Depremzedeler, uğradıkları maddi ve manevi zararların giderilmesi için hukuki yollara başvurabilirler. Konutlarını ve iş yerlerini kaybeden vatandaşlar, sorumlulara karşı maddi tazminat davası açabilirler. Zorunlu Deprem Sigortası kapsamında olan konutlar için sigorta şirketlerinden ödeme talep edilebilir. Ayrıca, savcılıklar, kusuru bulunan kişi ve kurumlara yönelik cezai soruşturma yürütebilir. Ancak burada önemli olan, hukuki sürecin gecikmeden ve hakkaniyetle ilerletilmesidir. Çünkü adaletin gecikmesi, mağdurların acısını daha da derinleştirebilir.

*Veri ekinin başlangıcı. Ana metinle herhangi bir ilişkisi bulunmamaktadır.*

PR #220, opened 2020-01-21
Modal: Refactor to Handle onClose Properly

westwood846:
This MR refactors the Modal component to remove the internal state, which before has been completely controlled by the `isVisible` prop, which made it redundant.

This MR also refactors the way `onClose` is called. Previously, the `componentWillUnmount` was supposed to unregister the escape key event handler, so that the event would not trigger while the modal was closed. This did not work because the modal's visibility is toggled through the `display` CSS prop, so the component would never actually unmount.

### DIFF
--- a/src/Display/Modal/Modal.tsx
+++ b/src/Display/Modal/Modal.tsx
@@ -23,8 +23,7 @@ class Modal extends React.Component<Props> {
   }
 
   componentDidMount() {
-    const { onClose } = this.props;
-    document.addEventListener('keydown', escEvent(onClose), false);
+    this.onOpen();
   }
 
   componentDidUpdate(prevProps: Props) {
@@ -43,6 +42,15 @@ class Modal extends React.Component<Props> {
   }
 
   componentWillUnmount() {
+    this.onClose();
+  }
+
+  onOpen() {
+    const { onClose } = this.props;
+    document.addEventListener('keydown', escEvent(onClose), false);
+  }
+
+  onClose() {
     const { onClose } = this.props;
     document.removeEventListener('keydown', escEvent(onClose), false);
     document.body.removeAttribute('style');
--- a/src/Display/Modal/Modal.tsx
+++ b/src/Display/Modal/Modal.tsx
@@ -13,7 +13,7 @@ import {
   ModalFooter,
 } from '../../Style/Display/ModalStyle';
 
-class Modal extends React.Component<Props, State> {
+class Modal extends React.Component<Props> {
   modalContentAreaRef: React.RefObject<HTMLDivElement>;
   mouseDownTarget: HTMLElement;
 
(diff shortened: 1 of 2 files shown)


src/Display/Modal/Modal.tsx
```diff
@@ -13,9 +13,10 @@ import {
   ModalFooter,
 } from '../../Style/Display/ModalStyle';
 
-class Modal extends React.Component<Props, State> {
+class Modal extends React.Component<Props> {
   modalContentAreaRef: React.RefObject<HTMLDivElement>;
   mouseDownTarget: HTMLElement;
+  escEvent: (e: KeyboardEvent) => any;
 
   state = {
```
tingtingdisco: state can be removed

src/Display/Modal/Modal.tsx
```diff
@@ -26,34 +27,35 @@ class Modal extends React.Component<Props, State> {
...
-    document.addEventListener('keydown', escEvent(onClose), false);
-  }
+  componentDidUpdate(prevProps: Props) {
+    const { isVisible } = this.props;
 
-  static getDerivedStateFromProps(nextProps: Props, prevState: State) {
-    if (nextProps.isVisible && !prevState.isOpen) {
+    // closed -> open
+    if (!prevProps.isVisible && isVisible) {
+      this.modalContentAreaRef.current.focus();
```
tingtingdisco: can we remove the `modalContentAreaRef`?

src/Display/Modal/Modal.tsx
westwood846: Removed it!

src/Display/Modal/Modal.tsx
westwood846: I did not touch that logic in this PR. No idea what that's about in the first place haha.

tingtingdisco: yeah, there seems to be some dead code and unnecessary code, like the `escEvent` which is essentially an alias of `onClose`, maybe can be removed as well.

src/Display/Modal/Modal.tsx
```diff
@@ -13,47 +13,49 @@ import {
...
   }
 
   componentWillUnmount() {
+    this.handleClose();
+  }
+
+  handleOpen() {
     const { onClose } = this.props;
-    document.removeEventListener('keydown', escEvent(onClose), false);
+    this.escEvent = escEvent(onClose);
```
tingtingdisco: can do `this.escEvent = escEvent(onClose);` in constructor?

src/Display/Modal/Modal.tsx
```diff
@@ -13,47 +13,49 @@ import {
...
+      this.modalContentAreaRef.current.focus();
       document.body.style.overflow = 'hidden';
-      return { isOpen: true };
+      this.handleOpen();
     }
 
-    if (!nextProps.isVisible && prevState.isOpen) {
+    // open -> closed
+    if (prevProps.isVisible && !isVisible) {
       document.body.removeAttribute('style');
```
tingtingdisco: this line is in `handleClose` already, can be removed

src/Display/Modal/Modal.tsx
```diff
@@ -13,47 +13,49 @@ import {
...
-  }
+  componentDidUpdate(prevProps: Props) {
+    const { isVisible } = this.props;
 
-  static getDerivedStateFromProps(nextProps: Props, prevState: State) {
-    if (nextProps.isVisible && !prevState.isOpen) {
+    // closed -> open
+    if (!prevProps.isVisible && isVisible) {
+      this.modalContentAreaRef.current.focus();
       document.body.style.overflow = 'hidden';
```
tingtingdisco: can move `document.body.style.overflow = 'hidden';` to `handleOpen`

PR #221, opened 2020-01-21
Modal: Don't Call onClose When Closed

westwood846:
In some cases the onClose function is being called even when the modal is already closed.

For instance, this can happen because the escape event listener does not get unregistered when the modal closes. This is a bug but I've decided to treat the symptom rather than the root cause because this component will likely get rewritten soon anyway.

I tried fixing the root cause before in https://github.com/glints-dev/glints-aries/pull/220 but the state management of Modal is more complex than I realized at first. A more thorough redesign of this component's API will be necessary to define the desired behavior and implement it, with or without the internal state.

### DIFF
--- a/src/Display/Modal/Modal.tsx
+++ b/src/Display/Modal/Modal.tsx
@@ -32,9 +32,13 @@ class Modal extends React.Component<Props, State> {
     if (this.state.isOpen) onClose();
   }
 
-  componentDidMount() {
+  registerEventEscapeListener() {
     this.escEvent = escEvent(this.guardedOnClose.bind(this));
     document.addEventListener('keydown', this.escEvent, false);
+  }
+
+  componentDidMount() {
+    this.registerEventEscapeListener();
   }
 
   static getDerivedStateFromProps(nextProps: Props, prevState: State) {
--- a/src/Display/Modal/Modal.tsx
+++ b/src/Display/Modal/Modal.tsx
@@ -26,9 +26,17 @@ class Modal extends React.Component<Props, State> {
     this.modalContentAreaRef = React.createRef();
   }
 
-  componentDidMount() {
+  guardedOnClose() {
     const { onClose } = this.props;
-    document.addEventListener('keydown', escEvent(onClose), false);
+    if (this.state.isOpen) onClose();
+  }
+
+  componentDidMount() {
+    document.addEventListener(
+      'keydown',
+      escEvent(this.guardedOnClose.bind(this)),
+      false
+    );
   }
 
   static getDerivedStateFromProps(nextProps: Props, prevState: State) {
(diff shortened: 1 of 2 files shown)


src/Display/Modal/Modal.tsx
```diff
@@ -52,8 +60,11 @@ class Modal extends React.Component<Props, State> {
   }
 
   componentWillUnmount() {
-    const { onClose } = this.props;
-    document.removeEventListener('keydown', escEvent(onClose), false);
+    document.removeEventListener(
+      'keydown',
+      escEvent(this.guardedOnClose),
```
tingtingdisco: this event listener will not be removed, because `escEvent(this.guardedOnClose)` creates another function. We need to pass the same event handler function we passed to `addEventListener` here.

westwood846: Yeah I'm not trying to fix that with this PR.

With this the event handler will still be called but it won't call `onClose` because of the check.

westwood846: @tingtingdisco so is this good?

tingtingdisco: @westwood846 sorry for the late reply, I think the event handler should be correctly removed, it's related to your change.

westwood846: Updated!

src/Display/Modal/Modal.tsx
```diff
@@ -26,9 +27,18 @@ class Modal extends React.Component<Props, State> {
...
+    if (this.state.isOpen) onClose();
+  }
+
+  registerEventEscapeListener() {
+    this.escEvent = escEvent(this.guardedOnClose.bind(this));
+    document.addEventListener('keydown', this.escEvent, false);
+  }
+
+  componentDidMount() {
+    this.registerEventEscapeListener();
```
tingtingdisco: maybe we can `addEventListener` only when the modal is visible, then we don't need the `guardedOnClose`
 ```
componentDidMount() {
  if (!this.props.isVisible) return;
  this.registerEventEscapeListener();
}
```

Comment (tingtingdisco) [reply src/Display/Modal/Modal.tsx]: and suggested changes on registerEventEscapeListener and removeEscapeEventListener:
```
onModalOpen() {
  this.escEvent = escEvent(this.guardedOnClose.bind(this));
  document.addEventListener('keydown', this.escEvent, false);
  document.body.style.overflow = 'hidden';
}

onModalClose() {
  document.removeEventListener('keydown', this.escEvent, false);
}
```

tingtingdisco: the state `isOpen` seems to be a duplicate of the prop `isVisible`, can we remove it?

westwood846: > the state isOpen seems to be a duplicate of the prop isVisible, can we remove it?
I tried this but it increased the scope of this so I decided not to do it. I kinda need to merge this one soon.

> so we can remove `getDerivedStateFromProps`
Same as above. `getDerivedStateFromProps` is needed for the state.

> maybe we can `addEventListener` only when the modal is visible
Thanks for the suggestion, updated! Much more readable this way.

tingtingdisco:
LGTM

tingtingdisco:
@westwood846 do you know how to release a new version?

westwood846:
Thanks @tingtingdisco ! I will try to follow the instructions here: https://github.com/glints-dev/glints-aries/wiki/Contributing

PR #226, opened 2020-02-06
Add `NumberInput` Component

westwood846:
I need a number input for a feature on employers and I think it should be in Glints Aries. The `TextField `component is easily extended for this purpose. In case we want to go for a more sophisticated solution in the future this PR creates a wrapper around `TextField` and exports a new `NumberInput` component. This way we won't have to change any imports when we change the `NumberInput`.

There's also a new story for the new component which reuses parts of the `TextFieldStory` to ensure that changes made to `TextField` will also be documented in `NumberInputStory`, since `NumberInput` it is basically a copy of the `TextField`. 

The test is a bit minimalistic because the component is basically the same as `TextField`.


tingtingdisco:
I cannot delete this zero, and do you think we should hide the browser UI up and down arrows?
Screen Shot 2020-02-10 at 1 20 37 PM

src/Input/NumberInput/NumberInput.test.tsx
```diff
@@ -0,0 +1,64 @@
...
+  return { numberInput, utils };
+}
+
+function setupNumberInputWithChangeEvent(otherProps?: any) {
+  const { numberInput } = setupNumberInput(otherProps);
+  userEvent.type(numberInput, inputValue);
+  return { numberInput };
+}
+
+it('<NumberInput> should render with a label of Username', () => {
```
tingtingdisco: what is `a label of Username`? can we call this test `it('renders correctly to match snapshot')`

src/Input/NumberInput/NumberInput.test.tsx
```diff
@@ -0,0 +1,64 @@
...
+  const TextFieldSnapshot = renderer
+    .create(<NumberInput label={props.label} />)
+    .toJSON();
+  expect(TextFieldSnapshot).toMatchSnapshot();
+});
+
+describe('when it is rendered', () => {
+  it('should have an empty string as its value', () => {
```
tingtingdisco: I guess we can add more context to the test case like `describe('when it is rendered without value passed to it' `

src/Input/NumberInput/NumberInput.test.tsx
```diff
@@ -0,0 +1,64 @@
...
+function setupNumberInput(otherProps?: any) {
+  const { getByLabelText, ...utils } = render(
+    <NumberInput
+      label={props.label}
+      onChange={props.onChange}
+      {...otherProps}
+    />
+  );
+  const numberInput = getByLabelText(props.label) as HTMLInputElement;
+  return { numberInput, utils };
```
tingtingdisco: `utils` is not being used, can we remove it?

src/Input/NumberInput/index.ts
```diff
@@ -0,0 +1,5 @@
+import NumberInput from './NumberInput';
+
+export { NumberInput };
+
+export default NumberInput;
```
tingtingdisco: why we need both named export and default export?

src/Input/TextField/TextField.tsx
```diff
@@ -135,19 +135,23 @@ class TextField extends React.Component<Props, State> {
...
+export interface Props
+  extends React.ComponentPropsWithoutRef<typeof TextFieldInput> {
   type: textFieldType;
   label: string;
   disabled?: boolean;
   className?: string;
   removeFloatingLabel?: boolean;
+  min?: number;
+  max?: number;
+  step?: number;
```
tingtingdisco: I am not sure whether we need `step`,  do you need it in your use case?

src/Input/NumberInput/index.ts
westwood846: Yes. I saw it done in other components here in the repo.

src/Input/TextField/TextField.tsx
westwood846: I don't need it but I added it because this is supposed to be a replacement for `<input type="number />` which has it. Since this is a component library I figured it would be good to cover as many potential use cases as possible.

westwood846:
> I cannot delete this zero, and do you think we should hide the browser UI up and down arrows?
> Screen Shot 2020-02-10 at 1 20 37 PM

I will look into the zero.

I left the up and down arrows on purpose because I think they belong on a number input. This component should eventually have them in proper Glints style but for now the default ones work.

src/Input/TextField/TextField.tsx
tingtingdisco: got it

tingtingdisco:
@westwood846 regarding to the arrows UI, could you confirm it with designers, if they are ok with it then we can have it.

Issue #222, opened 2020-02-05
<Select /> with disableTyping shouldn't have cursor and open mobile keyboard when on focus.


rosslo:
Failing case: https://gitlab.glints.com/glints/glints-dst/merge_requests/1107#note_29589

rosslo:
PR: https://github.com/glints-dev/glints-aries/pull/228

PR #182, opened 2020-01-03
Deprecate/job card

franciscrispin:
https://github.com/glints-dev/glints-aries/issues/181

PR #228, opened 2020-02-12
disable typing Select shouldn't have cursor and open mobile keyboard

rosslo:
Related issue: https://github.com/glints-dev/glints-aries/issues/222

### DIFF
--- a/src/Input/Select/Select.tsx
+++ b/src/Input/Select/Select.tsx
@@ -281,6 +281,7 @@ class Select extends React.Component<Props, State> {
             value={selectedValue}
             small={small}
             disableTyping={disableTyping}
+            readOnly={disableTyping}
             {...defaultProps}
           />
           {!removeFloatingLabel && (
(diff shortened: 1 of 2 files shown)


westwood846:
Can you please remove the `yarn.lock` commit? Just delete it with interactive rebase and force-push to this branch.

rosslo:
> Can you please remove the `yarn.lock` commit? Just delete it with interactive rebase and force-push to this branch. IMO `yarn.lock` updates should only go with dependency changes or deliberate dependency upgrades.

rosslo:
@westwood846 Yeah, agree with your point to yarn.lock updates. But I think it's okay to update `yarn.lock` within this MR, those updates of it related to https://github.com/glints-dev/glints-aries/pull/182/files. Which the dev forgot to update `yarn.lock`.

westwood846:
> Or do you think we should have another for it?

Usually I would prefer another MR but I don't see the point of being so pedantic here. Should be fine :D

westwood846:
LGTM

Issue #229, opened 2020-02-17
Select: Pressing Enter key on Select.Option not firing `onOptionClick`


franciscrispin:
Steps to reproduce:
1. Add `onOptionClick={() => console.log('clicked')}` to any `Select.Option`
2. Click that option and see that "clicked" is logged
3. Use the arrow keys to navigate to the option and press the enter key

Expected: Console should log "clicked"
Actual: Console does not log "clicked"

https://www.loom.com/share/4e8e7bfcd3314a25b4189d1a40a2070e

PR #230, opened 2020-02-17
Select: Call onOptionClick when enter key is pressed on an option

franciscrispin:
https://github.com/glints-dev/glints-aries/issues/229

### DIFF
--- a/src/Input/Select/Select.tsx
+++ b/src/Input/Select/Select.tsx
@@ -1,6 +1,6 @@
 import * as React from 'react';
 import * as ReactDOM from 'react-dom';
-import { isEqual } from 'lodash';
+import { get, isEqual } from 'lodash';
 
 import classNames from 'classnames';
 
@@ -197,6 +197,14 @@ class Select extends React.Component<Props, State> {
     } else if (e.keyCode === 13) {
       inputElement.blur();
       const activeElement = this.getActiveElement();
+      if (!activeElement) {
+        return;
+      }
+
+      const activeElementIndex = Number(get(activeElement, 'dataset.id'));
+      const activeChild = React.Children.toArray(children)[activeElementIndex];
+      const onOptionClick = get(activeChild, 'props.onOptionClick');
+
       this.setState({
         selectedValue: activeElement.innerText,
         filterValue: React.Children.map(children, data => data),
@@ -206,6 +214,9 @@ class Select extends React.Component<Props, State> {
       if (onChange !== undefined) {
         const itemValue = activeElement.dataset.value;
         onChange(itemValue);
+      }
+      if (onOptionClick !== undefined) {
+        onOptionClick(e);
       }
     } else if (e.keyCode === 27) {
       inputElement.blur();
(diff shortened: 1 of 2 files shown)


src/Input/Select/Select.tsx
```diff
@@ -197,6 +197,14 @@ class Select extends React.Component<Props, State> {
     } else if (e.keyCode === 13) {
       inputElement.blur();
       const activeElement = this.getActiveElement();
+      const activeElementIndex = Number(get(activeElement, 'dataset.id'));
+      const activeChild =
+        isInteger(activeElementIndex) &&
```
rosslo: is `isInteger` necessary here? since `dataset.id` is assigned by `index` which must be an integer.

src/Input/Select/Select.tsx
```diff
@@ -197,6 +197,14 @@ class Select extends React.Component<Props, State> {
     } else if (e.keyCode === 13) {
       inputElement.blur();
       const activeElement = this.getActiveElement();
+      const activeElementIndex = Number(get(activeElement, 'dataset.id'));
```
rosslo: Since `Number(null) === 0`, `parseInt` might be safer. But might need `isNaN` check as well.

src/Input/Select/Select.tsx
```diff
@@ -197,6 +197,14 @@ class Select extends React.Component<Props, State> {
...
+      const activeChild =
+        isInteger(activeElementIndex) &&
+        React.Children.toArray(children).find(
+          (child, i) => i === activeElementIndex
```
rosslo: I think we can simply use `React.Children.toArray(children)[activeElementIndex]` instead.

src/Input/Select/Select.tsx
```diff
@@ -207,6 +215,9 @@ class Select extends React.Component<Props, State> {
         const itemValue = activeElement.dataset.value;
         onChange(itemValue);
       }
+      if (onOptionClick !== undefined) {
+        onOptionClick();
```
rosslo: Maybe we can pass `event` as the parameter as we do in `handleClick`. Just come up with a scenario is devs can know the `onOptionClick` is triggered by keyboard or mouse via the `event` parameter.

src/Input/Select/Select.tsx
franciscrispin: Oh maybe i'll do `Number(get(activeElement, 'dataset.id', undefined));` instead. Will that work?

src/Input/Select/Select.tsx
franciscrispin: Nope not necessary, added it to be more defensive in case `dataset.id`` gets overwritten somehow.

src/Input/Select/Select.tsx
rosslo: There also shouldn't be a way for `dataset.id` to be `undefined`. 🤔 
I think while `dataset.id` is `undefined`, `activeElement` should be `undefined` as well.
Therefore, we might need the condition `if(!activeElement) return;` after line 199.

Issue #218, opened 2020-01-17
Make text input components controllable


westwood846:
Please specify here which components this means before working on this.

tingtingdisco:
#236 implemented this issue.
We can pass a ref prop to Textarea and TextField to control their underlying input element.

PR #236, opened 2020-02-24
Feature/add ref to textarea and textfield

tingtingdisco:
this PR implements issue #218 

wrap Textarea and TextField in `forwardRef` to let a `ref` prop can be directly passed to the underlying `textarea` and `input` element.

### DIFF
--- a/src/Input/TextField/TextField.test.tsx
+++ b/src/Input/TextField/TextField.test.tsx
@@ -146,3 +146,31 @@ describe('when removeFloatingLabel is true', () => {
     expect(textFieldInput).toBeTruthy();
   });
 });
+
+describe('<TextField /> forwards ref to underlying input element', () => {
+  const label = 'forward-ref';
+
+  test('ref is being forwarded correctly', () => {
+    const ref = React.createRef<HTMLInputElement>();
+    const { queryByLabelText } = render(
+      <TextField ref={ref} label={label} type="text" />
+    );
+    const textInput = queryByLabelText(label);
+    expect(textInput).toEqual(ref.current);
+  });
+
+  test('underlying textarea can be focused/blurred through ref', () => {
+    const ref = React.createRef<HTMLInputElement>();
+    const { queryByLabelText } = render(
+      <TextField ref={ref} label={label} type="text" />
+    );
+    const textInput = queryByLabelText(label);
+    expect(textInput).not.toHaveFocus();
+
+    ref.current.focus();
+    expect(textInput).toHaveFocus();
+
+    ref.current.blur();
+    expect(textInput).not.toHaveFocus();
+  });
+});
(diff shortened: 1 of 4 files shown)


src/Input/Textarea/Textarea.test.tsx
```diff
@@ -115,3 +115,27 @@ describe('when removeFloatingLabel is true', () => {
...
   });
 });
+
+describe('<Textarea /> forwards ref to underlying textarea element', () => {
+  const label = 'forward-ref';
+
+  test('ref is being forwarded correctly', () => {
+    const ref = React.createRef<HTMLTextAreaElement>();
+    const { queryByLabelText } = render(<Textarea ref={ref} label={label} />);
+    const textarea = queryByLabelText(label);
```
rosslo: Same as the comment above.

src/Input/TextField/TextField.test.tsx
```diff
@@ -146,3 +146,31 @@ describe('when removeFloatingLabel is true', () => {
...
+
+describe('<TextField /> forwards ref to underlying input element', () => {
+  const label = 'forward-ref';
+
+  test('ref is being forwarded correctly', () => {
+    const ref = React.createRef<HTMLInputElement>();
+    const { queryByLabelText } = render(
+      <TextField ref={ref} label={label} type="text" />
+    );
+    const textInput = queryByLabelText(label);
```
rosslo: Can reuse the function `setupTextField`  at line 19 as below snippet

```
describe('<TextField /> forwards ref to underlying input element', () => {
  const ref = React.createRef<HTMLInputElement>();

  test('ref is being forwarded correctly', () => {
    const { textFieldInput } = setupTextField({ ref });
    expect(textFieldInput).toEqual(ref.current);
  });
 // ...
});
```

tingtingdisco: hmm, I think we should not expect those functions will be reused. Because it's not reasonable to review the whole test file before adding new test cases. What do you think?

tingtingdisco: another point is that writing test code and writing production code are different. In general, we want to be DRY when writing production code. But when writing test code, DRY is not that necessary in my opinion.

rosslo: Yeah, I agree with you, DRY is not that necessary for writing testing.
But I think it is also good to apply for readability, I think we can consider limiting the reusable function in `describe` scope and depend on how many repetitive codes are there.

tingtingdisco: I am not sure if I understand you correctly, which way has better readability?

I think `const { textFieldInput } = setupTextField({ ref });` is less readable, especially when we are reviewing diffs, we cannot know what `setupTextField` does unless we review the whole file to find its implementation.

Issue #211, opened 2020-01-17
Icons Can Inherit Their Parents Color


westwood846:
OKR 2.b

rosslo:
PR: https://github.com/glints-dev/glints-aries/pull/240

PR #240, opened 2020-02-26
Feature/icon inherit color

rosslo:
Issue: https://github.com/glints-dev/glints-aries/issues/211 
Reference: https://caniuse.com/#search=currentColor

### DIFF
--- a/src/General/Icon/Icon.test.tsx
+++ b/src/General/Icon/Icon.test.tsx
@@ -3,6 +3,7 @@ import * as React from 'react';
 import * as renderer from 'react-test-renderer';
 import { fireEvent, render } from '@testing-library/react';
 import '@testing-library/jest-dom/extend-expect';
+import styled from 'styled-components';
 
 import Icon from './Icon';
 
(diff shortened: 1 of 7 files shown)


src/General/Icon/Icon.test.tsx
```diff
@@ -0,0 +1,45 @@
...
+import '@testing-library/jest-dom/extend-expect';
+
+import Icon from './Icon';
+
+const testId = 'icon-svg';
+const children = (
+  <path d="M100 56.563H56.562V100H43.438V56.562H0V43.438h43.438V0h13.124v43.438H100z"></path>
+);
+
+it('<Icon> should render a svg with color, width, height and a path as children', () => {
```
tingtingdisco: suggestion: 
1. replace all the `it` with `test`
2. change the description of this case to `it matches snapshot`

tingtingdisco: can you render the snapshot without `children`?

tingtingdisco: hmm, can `<Icon />` be rendered without children in all the test cases?

src/General/Icon/Icon.test.tsx
```diff
@@ -0,0 +1,45 @@
...
+  const IconSnapshot = renderer.create(<Icon>{children}</Icon>).toJSON();
+  expect(IconSnapshot).toMatchSnapshot();
+});
+
+it('<Icon> should accept a className to apply the style from styled-component', () => {
```
tingtingdisco: why is `<Icon />` related to `styled-component`?

stories/General/IconStory.tsx
```diff
@@ -26,29 +25,75 @@ const props = {
     {
       name: 'color',
       type: 'string',
-      defaultValue: <code>black</code>,
+      defaultValue: <code>inherit parent's color</code>,
```
tingtingdisco: maybe `defaultValue: <code>currentColor (inherit parent's color)</code>`

src/General/Icon/Icon.test.tsx
tingtingdisco: ah, if you want to make sure it can be wrapped by `styled`, maybe you can do it in the test, otherwise I think the description can be `<Icon /> should accept a className prop`

src/General/Icon/Icon.test.tsx
rosslo: Nope, because `children` is required prop for `Icon`.
Got an error `Property 'children' is missing in type '{}' but required in type 'Props'`

tingtingdisco: ok

rosslo:
@tingtingdisco Updated, please review again 🙏

tingtingdisco:
LGTM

6 Şubat, yalnızca anılacak bir felaket günü değil, aynı zamanda bir dönüm noktası olmalıdır. Afet yönetiminde hukukun gerekliliklerini eksiksiz yerine getirmek, kent planlamasında akılcı ve sürdürülebilir politikalar izlemek zorunluluktur. Unutulmamalıdır ki, adalet sadece mahkeme salonlarında değil, şehirlerin temelinde, projelerin her aşamasında inşa edilir. Eğer gereken dersler alınmaz, hukuk sistemi yetersiz kalırsa, aynı acıları yeniden yaşamamız kaçınılmazdır.